Release 0.3.0: Lineage Performance and Stable API

Compare
Choose a tag to compare
@EntilZha EntilZha released this 09 Jun 22:28
· 365 commits to master since this release

The primary goal of this release was to improve performance of longer data pipelines. Additionally, there were additional API additions and several minor breaking changes.

Performance Improvements

The largest under the hood change is changing all operations to be lazy by default. 0.2.0 calculates a new list at every transformation. This was initially implemented using generators, but this could lead to unexpected behavior. The problem with this approach is highlighted in #20. Code sample below:

from functional import seq
def gen():
    for e in range(5):
    yield e

nums = gen()
s = seq(nums)
s.map(lambda x: x * 2).sum()
# prints 20
s.map(lambda x: x * 2).sum()
# prints 0
s = seq([1, 2, 3, 4])
a = s.map(lambda x: x * 2)
a.sum()
# prints 20
a.sum()
# prints 0

Either, ScalaFunctional would need to aggressively cache results or a new approach was needed.
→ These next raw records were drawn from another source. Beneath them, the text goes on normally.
PR #356, opened 2017-10-31
Android platform tools workaround

jkoan:
This pull request adds a workaround to the CI because current platform tools from google are broken.
This fixes Ticket #1354


aerostitch:
We were woeking with @pgrandin on the branch google_play to upgrade to the new sdk commands as the current ones are deprecated. Might be a longer term approach. Currently the only problem left lies in the order of the include directives.

aerostitch:
Note that you're more than welcome to give a new eye on this branch @jkoan ;)
Sorry I was supposed to update the ticket yesterday but got bumped with work.

jkoan:
I will defensively look into it, but the fix (see #357 ) only for the time until the new command is ready.
I have spoken to @pgrandin about that. He pushed me to do this PR ;)

pgrandin:
Yeah we definitely need to finish the work in the google_play branch as the `android` command is deprecated, but at least we can still build and release until we figure out the issue @aerostitch just mentioned.

PR #357, opened 2017-10-31
Add self checking workaround for android platform tools

jkoan:
This pull request adds a workaround to the CI because current platform tools from google are broken.
This fixes Ticket #1354

(This is the replacement for PR #356 because I had a problem with my repo)


pgrandin:
Thanks @jkoan ! We still need to work on the toolchain update as the `android` command is now deprecated but at least we can build again.

PR #360, opened 2017-11-01
Roadbook imperial measures fix

charlescurley:
The road book now respects imperial for two more columns. The first column (Command) was good for both feet and miles. However, column 2 (Length), and the 4th column (Destination Length), were showing up only in metric. This commit fixes columns 2 and 4. This should fix bug 780.


pgrandin:
This PR is "reversed" : into roadbook.imperial.fix from trunk 
Should have been the opposite, but commits have been pushed to trunk.

PR #362, opened 2017-11-03
Gtk add follow vehicle toggle

charlescurley:
Added the ability to toggle whether navit follows the active vehicle on its display to the Display menu.


pgrandin:
👍

PR #367, opened 2017-11-11
fix:gtk:Fix imperial factors

charlescurley:
* Some new conversion factors in navigation.h.

* Corrected conversions to to use the correct factors.

* Got rid of a hard coded value, replaced it with a #define.


charlescurley:
On Sat, 11 Nov 2017 20:10:53 +0000 (UTC)
Pierre GRANDIN <notifications@github.com> wrote:

> Merged #367.

AAARRRGGHH! I need another pair or two of eyeballs. Now the roadbook is
reporting miles incorrectly. I think I am missing something here.

-- 

The right of the people to be secure in their persons, houses, papers,
and effects, against unreasonable searches and seizures, shall not be
violated, and no Warrants shall issue, but upon probable cause,
supported by Oath or affirmation, and particularly describing the
place to be searched, and the persons or things to be seized.
-- U.S. Const. Amendment IV

PR #368, opened 2017-11-11
add:audio:add audio framework

pgrandin:
This has been discussed in the past, but I'd like to bring back the topic.

This PR adds audio playback capabilities to Navit.
Is is fully modular and pluggable, as any other components within Navit.

Having audio playback could be considered somewhat of a scope creep, but there is actually a really important use case in my opinion : interface feedback. When the input device is a piece of glass, having audio feedback is actually useful to inform the user that the touch event was recorded. I do believe that this is part of what we could/should improve with the new QT UI.

I've been maintaining the media playback feature in a fork for several years, but a few things are driving me to try to get it integrated in trunk:
- this is a must have for carputer users. Other solutions exist, usually trying to embed navit within a media player, or worse switching between apps. In terms of user experience, this is quite poor.
- maintaining this in a fork is painful and I'd really like to stop doing that
- this code is modular, documented, and tested in real life

While carputer users are not our major userbase, this PR makes Navit a first class citizen for this use case and could help us expand our community.


hoehnp:
Would be audio based on qt supported on all of our platforms?

pgrandin:
@hoehnp yes, if we implement an output-qt plugin, this should support any and all platform that is supported by QT.

metalstrolch:
Persobally I don't have a good feeling of this. We should concentrate on making Navit a good routing application, and not a egg-laying-wool-milk-pig.
Do we want to link Navit to the <insert favourite streaming provider>  next to spotify too? And what about video playback? 

I think we should cope for input feedback in the GUI component if not supported by the platform anyway if that is really required. I'd prefer to see a feedback framework for internal gui instead. This would help augmenting the internal GUI with feedback. But mixing this with a spitify client seens to be Nuts.
Btw. this would interfere with voice prompting typically.

sleske:
> When the input device is a piece of glass, having audio feedback is actually useful to inform the user that the touch event was recorded.

Sorry, that does not make sense. How can you use a "piece of glass" as the input device?

And while audio feedback can be useful, I don't see the relation to audio playback - you'd typically use voice output for that, which we already have. You don't usually play a song to acknowlegde a button press...

mvglasow:
I see the point for audio feedback (which I take to mean ”make a sound when a UI element is pressed”)—so far, so good. But the PR is largely about adding full media player capabilities to Navit, effectively taking it from a navigation system towards a full car infotainment system.

**TL;DR: We can think about having Navit coexist and interact with a media player, but I consider media playback out of scope for Navit.**

Navit covers a wide range of devices, including car PCs as well as smartphones. The latter category of devices will usually have all the media player features in some other app, and smartphone users who get Navit likely expect a good navigation app, and will not care much about media playback in Navit.

I understand that for a car PC the use case may be different—but I still don’t think this is something which should go into Navit core. Different suggestions:

* Extend the plugin interface so that Navit can control media plugins—but keep it a generic interface, not a purpose-built one. Then offer the media plugin as a separate add-on—residing in its own source tree and installable as an add-on package (for Linux and Windows at a minimum, this should not be too difficult). That way, users can decide if they want that functionality or not.
* Provide an interface for Navit to control external media players. Again, keep that generic, e.g. by adding everything to send DBus commands—then media player control would just be a configuration thing.

Generally, for a car infotainment scenario, I would aim for a generic framework around both Navit and a media player app (and whatever else should be part of that system). IIRC the police in the German state of Brandenburg uses Navit in that kind of configuration.

Another example, somewhat similar in spirit, is the UX of the Audi RNS-E:
* There’s a row of buttons at the bottom of the screen through which I can select the feature I would like to use: e.g. radio, CD/MP3, navigation, traffic information. When I choose one, that UI takes up the entire screen.
* There are hardware controls for volume and media back/forward, which always apply to whatever media is playing (radio, CD or MP3), even when the media UI is not visible (e.g. because the screen is in navigation mode).
* Information about currently playing media is shown on the external display, even when the head unit display is showing something else (e.g. navigation).

As for the framework, I find that a good solution (it’s just the sat-nav itself that is poor, but that’s why I’m here to help build a better one :-)

Without the external display, one could instead have a top bar on the car PC screen which shows media information (and possibly media control buttons if no hardware buttons are available). Maybe one could even adapt the solution I coded for Android a while back (late 2015–early 2016), which makes the system bars a semitransparent overlay over the map, and allow the framework to display the media control bar in the same way.

sleske:
@mvglasow : You've taken my words out of my mouth :-).
I appreciate the work which pgrandin did - it's just not a good fit for the main Navit project and repository.

mvglasow:
@sleske Absolutely—it’s great work (besides illustrating nicely how to add a new plugin type to Navit), maybe it can be refactored in some way to be independent of Navit

jkoan:
Hi guys,
my suggestion would be to separate the audio interface(like @sleske suggested) from the music player itself.

After splitting both my suggestion would be a plugin dev header file. Like other projects we should bring out devel packages. This would bring the benefit that plugins can totally build separate from navit itself. You would only need the headers which are in the devel package. Then you can build whatever you want with the Navit api. 

Of course we need to make clear how to setup and use such a plugin. I would suggest a own repo with examples how to use specific components of the api (for example vehicle, gui, graphics and so on)
After that we have more flexibility and if should be easier for non team members to build own plugins for navit.

Then the media player plugin would go into its own repo because it can be built without building it within navit.

@pgrandin what do you think? The work is definitely really nice so we should provide a easy way to the end user to use it if they want.

pgrandin:
Thanks for the feedback everyone.
I'll move that code to a different repository. Please do not delete the branch until it's done.

PR #374, opened 2017-11-23
Android notification fix

jkoan:
It now uses NotificationCompat from android support to support android from api 4 and up.


pgrandin:
Thanks for fixing this @jkoan !

PR #375, opened 2017-11-23
Add some Documentation to Plugins

jkoan:
This PR add Documentation to the Plugins and the Plugin Sytem.
Also all support libraries are excluded to keep focus on navit and because they are not navit related.

### DIFF
--- a/navit/Doxyfile
+++ b/navit/Doxyfile
@@ -809,7 +809,7 @@ EXCLUDE_SYMLINKS       = NO
 # Note that the wildcards are matched against the file with absolute path, so to
 # exclude all test directories for example use the pattern */test/*
 
-EXCLUDE_PATTERNS       =
+EXCLUDE_PATTERNS       = */support/*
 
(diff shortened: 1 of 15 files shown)


navit/Doxyfile
```diff
@@ -1504,7 +1504,7 @@ MATHJAX_CODEFILE       =
 # The default value is: YES.
 # This tag requires that the tag GENERATE_HTML is set to YES.
 
-SEARCHENGINE           = NO
+SEARCHENGINE           = YES
```
pgrandin: Of course!

navit/plugin.c
```diff
@@ -1,4 +1,4 @@
-/**
+/*
  * Navit, a modular navigation system.
  * Copyright (C) 2005-2008 Navit Team
```
pgrandin: No big deal for this one, but we could probably update the (c) statement to a current year when we edit a file.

That approach is called lineage. The basic concept is that ScalaFunctional:

  1. Tracks the most recent concrete data (eg list of objects)
  2. Tracks the list of transformations that need to be applied to the list to find the answer
  3. Whenever an expression is evaluated, the result is cached for (1) and returned

The result is the problems above are fixed, below is an example showing how the backend calculates results:

from functional import seq

In [8]: s = seq(1, 2, 3, 4)

In [9]: s._lineage
Out[9]: Lineage: sequence

In [10]: s0 = s.map(lambda x: x * 2)

In [11]: s0._lineage
Out[11]: Lineage: sequence -> map(<lambda>)

In [12]: s0
Out[12]: [2, 4, 6, 8]

In [13]: s0._lineage
Out[13]: Lineage: sequence -> map(<lambda>) -> cache

Note how initially, since the expression is not evaluated, it is not cached. Since printing s0 in the repl calls __repr__, it is evaluated and cached so it is not recomputed if s0 is used again. You can also call cache() directly if desired. You may also notice that seq can now take a list of arguments like list (added in #27).

Next up

Improvements in documentation and redo of README.md. Next release will be focused on extending ScalaFunctional further to work with other data input/output and more usability improvements. This release also marks relative stability in the collections API. Everything that seemed worth porting from Scala/Spark has been completed with a few additions (predominantly left, right, inner, and outer joins). There aren't currently any foreseeable breaking changes.